Today, my food image classifier reached its highest accuracy yet: 59%.
This wasn’t just a technical achievement — it was also a reminder that how you collect data matters as much as how you train a model.

🍇 What Changed?

After hitting 56% with 100 images per class, I decided to push the data frontier further:

📈 Crawled up to 200 images per class
🔍 Switched search keywords from "food" to more specific ones like "fruit apple" or "vegetables carrot"
🚫 Skipped vague queries to reduce noise and improve dataset clarity
✅ Refined image filtering: corrupted files and low-res images removed

But I also stopped to think:

Is it okay to use all these Google Images?

⚖️ Data Ethics – Thinking Beyond Accuracy

While this dataset is entirely self-collected using Selenium-based crawlers, I made sure to respect copyright concerns:

None of the image files will be uploaded to GitHub.
The dataset is for non-commercial, academic use only.
I explicitly note in the README that the copyright of all images belongs to their original owners.

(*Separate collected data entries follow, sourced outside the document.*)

PR #355, opened 2016-06-05
Add extra product URLs to the boards.py docstrings

lurch:


bennuttall:
So this would work in the docs pages but is that the way they should be presented in docstrings?

I've no problem with it - just checking it's the *right way*.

You can reproduce the dataset using the script I provide — and that’s as far as I’ll go in “sharing” the data.

📊 Results

Accuracy: 59%
Macro F1-score: 0.58
Some standout classes:
- kiwi, banana, pineapple — F1-scores above 0.84
- capsicum, apple still struggle → next focus for improvement

The model still uses MobileNetV2, no fine-tuning yet.
But it’s learning. Clearly.

🚀 Next Steps

🔁 Enable fine-tuning (base_model.trainable = True) to push past 60%
🧠 Swap MobileNet for EfficientNetB0 and compare
👀 Visualize misclassified images to catch confusing patterns
🎨 Maybe try Grad-CAM or Streamlit demo to make this interactive
📂 Clean up GitHub & write a more detailed README

💡 Final Reflection

Better data still beats better models —
but better ethical data is what lasts.

This project helped me grow as both a practitioner and a responsible engineer.
The next 1% will be harder — but it’ll be built on the solid foundation I now have.